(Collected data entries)
BEGIN

Issue #2470, opened 2026-08-27
"Develop your own component or utility" documentation points to unavailable files locations


sdavilao00:
The "Getting your component into the documentation" points to generating our own .rst file, however that file location for a template no longer exists. There is a new way to generate the documentation within Github so this section may be outdated. Thanks!

PR #2475, opened 2026-08-28
Add SoilDepthEvolver component

sdavilao00:
## Pull Request Checklist
- [x] The PR is opened in draft mode
- [ ] Code has been linted and is free of style issues (`nox -s lint`)
- [ ] All tests pass locally (`pytest`, or `nox -s test`)
- [ ] Documentation builds without errors (`nox -s docs-build`)
- [ ] A news fragment describing the change has been added
- [ ] Related issues or discussions are linked in the description
---

##Description

This PR adds a new `SoilDepthEvolver` component for modeling changes in soil depth through depth-dependent soil production and hillslope sediment transport.

`SoilDepthEvolver` is designed to separate soil-depth accounting from the choice of hillslope-transport formulation. Rather than implementing a specific transport law internally, the component accepts an externally supplied Landlab transport component that operates on the same grid. Transport-driven changes in surface elevation are then combined with soil production to update `soil__depth`.

The component explicitly limits transport-driven soil removal by the soil thickness available at the beginning of the timestep. If modeled surface lowering exceeds the available soil thickness, the pre-existing soil is treated as exhausted rather than allowing soil depth to become negative. This provides a relatively simple soil-availability constraint without requiring soil thickness to be incorporated directly into the transport law.

This design allows the soil-depth accounting to be used with different compatible Landlab transport components and on Landlab grids initialized from real, DEM-derived topography. The component itself remains independent of DEM I/O, boundary-condition setup, and application-specific spatial masks.

In preparing this contribution, I recognized overlap with the existing weathering, `DepthDependentDiffuser`, and `DepthDependentTaylorDiffuser` components. I’d appreciate feedback on whether the soil-depth bookkeeping and externally supplied transport approach fills a useful gap, or whether this functionality would be better achieved through composition of existing components.

Tests are included for parameter validation, soil-production calculations, soil-depth updating and erosion behavior, timestep advancement, returned diagnostics, and integration with `TaylorNonLinearDiffuser`.

The `docs/index.toml` file was also updated based on maintainer feedback to correct the component index configuration

## Related Issues

Issue #2470


src/landlab/components/soil_depth_evolver/soil_depth_evolver.py
```diff
@@ -0,0 +1,295 @@
...
+    with an externally supplied Landlab hillslope-transport component.
+    The component tracks changes in soil thickness through time while
+    allowing the user to choose the transport formulation independently.
+
+    Soil is produced according to an exponential soil-production function,
+
+    .. math::
+
+        P = \\frac{\\rho_r}{\\rho_s} P_0
+            \\exp\\left(-\\frac{H}{H_0}\\right),
```
mcflugen, line 22: The *TeX* equation looks good when rendered in HTML, but it's hard to read as text. Consider the following instead,
```
Soil production decreases exponentially with soil depth::

    production_rate = rock_to_soil_density_ratio
                      * maximum_production_rate
                      * exp(-soil_depth / decay_depth)
```

src/landlab/components/soil_depth_evolver/soil_depth_evolver.py
```diff
@@ -0,0 +1,295 @@
...
+    only soil produced during that timestep remains.
+
+    The hillslope-transport component is supplied externally rather than
+    constructed internally. This allows different compatible Landlab
+    transport components to be used without modifying
+    SoilDepthEvolver. The supplied component must operate on
+    the same grid, update ``topographic__elevation``, and provide a
+    ``run_one_step(dt)`` method.
+
+    ## Notes
```
mcflugen, line 50: Use *numpydoc* style for the notes section,
```
Notes
-----
```

src/landlab/components/soil_depth_evolver/soil_depth_evolver.py
```diff
@@ -0,0 +1,295 @@
...
+            "mapping": "node",
+            "doc": "Current soil thickness.",
+        },
+    }
+
+    def __init__(
+        self,
+        grid,
+        *,
+        diffuser,
```
mcflugen, line 117: I think we should have a default of `None` for the diffuser. A value of `None` would mean no sediment transport.

src/landlab/components/soil_depth_evolver/soil_depth_evolver.py
```diff
@@ -0,0 +1,295 @@
...
+            Bulk density of produced soil, in kilograms per cubic meter.
+            Must be positive. Default is 1600 kg/m3.
+        """
+
+        super().__init__(grid)
+
+        soil_production_rate = require_nonnegative(
+            soil_production_rate,
+            name="soil_production_rate",
+        )
```
mcflugen, line 168: You can simplify parameter validation and assignment by combining them,
```python
self._maximum_production_rate = float(
    require_nonnegative(
        soil_production_rate,
        name="soil_production_rate",
    )
)
```

src/landlab/components/soil_depth_evolver/soil_depth_evolver.py
```diff
@@ -0,0 +1,295 @@
...
+        soil_density = require_positive(
+            soil_density,
+            name="soil_density",
+        )
+
+        self._maximum_production_rate = float(soil_production_rate)
+        self._production_decay_depth = float(soil_production_decay_depth)
+
+        self._rock_density = float(rock_density)
+        self._soil_density = float(soil_density)
```
mcflugen, line 189: No need to save these, since they aren't used again.

src/landlab/components/soil_depth_evolver/soil_depth_evolver.py
```diff
@@ -0,0 +1,295 @@
...
+
+        self._density_ratio = self._rock_density / self._soil_density
```
mcflugen, line 191: Maybe the input parameter should be the density ratio rather than rock density and soil density. This would simplify the API. The new parameter could be called `rock_to_soil_density_ratio`, or `density_ratio`, or something else.

src/landlab/components/soil_depth_evolver/soil_depth_evolver.py
```diff
@@ -0,0 +1,295 @@
...
+
+        # Diffuser is created in the driver and passed in.
+        self._diffuser = diffuser
+
+        # Landlab fields
+        self._elevation = self.grid.at_node["topographic__elevation"]
+
+        self._soil_depth = self.grid.at_node["soil__depth"]
```
mcflugen, line 199: Don't cache aliases for field arrays. Another component might change a reference to these fields which would cause these values to be stale. Instead, they shouldn't be class attributes and you should get them every time you run `run_one_step`.

At the top of `run_one_step` you could have,
```python
elevation = self.grid.at_node["topographic__elevation"]
soil_depth = self.grid.at_node["soil__depth"]
```

src/landlab/components/soil_depth_evolver/soil_depth_evolver.py
```diff
@@ -0,0 +1,295 @@
...
+
+        if np.any(self._soil_depth < 0.0):
+            raise ValueError("soil__depth cannot contain negative values.")
```
mcflugen, line 202: This validation should be done in `run_one_step`.

src/landlab/components/soil_depth_evolver/soil_depth_evolver.py
```diff
@@ -0,0 +1,295 @@
...
+
+        self._current_time += dt
+
+        return {
+            "soil_depth": self._soil_depth.copy(),
+            "elevation_change": elevation_change,
+            "soil_depth_change": soil_depth_change,
+            "soil_produced": soil_produced,
+            "production_rate": production_rate,
+        }
```
mcflugen, line 256: `run_one_step` should return `None`. If you want to make these diagnostic arrays available, that should be done through properties. For example,
```python
@property
def elevation_change(self):
    array = self._elevation_change
    array.flags["WRITEABLE"] = False
    return array
```
You probably want it to be read-only so that someone can't change array values. You wouldn't want to do this for `soil_depth` since that's available as a field.

mcflugen (changes requested):
@sdavilao00 Thank you for this contribution! I've made some initial comments.

src/landlab/components/soil_depth_evolver/__init__.py
```diff
@@ -0,0 +1,3 @@
+from .soil_depth_evolver import SoilDepthEvolver
+
+__all__ = ["SoilDepthEvolver"]
```
mcflugen, line 3: If possible, I would like to see this file empty and then have `landlab.components` import the `SoilDepthEvolver` directly from `soil_depth_evolver.py` module.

END

[PROBLEM TO SOLVE]: After reading the entries above, state how many lines hold the word "opened", with no text besides the number.

[TASK RESPONSE]: 3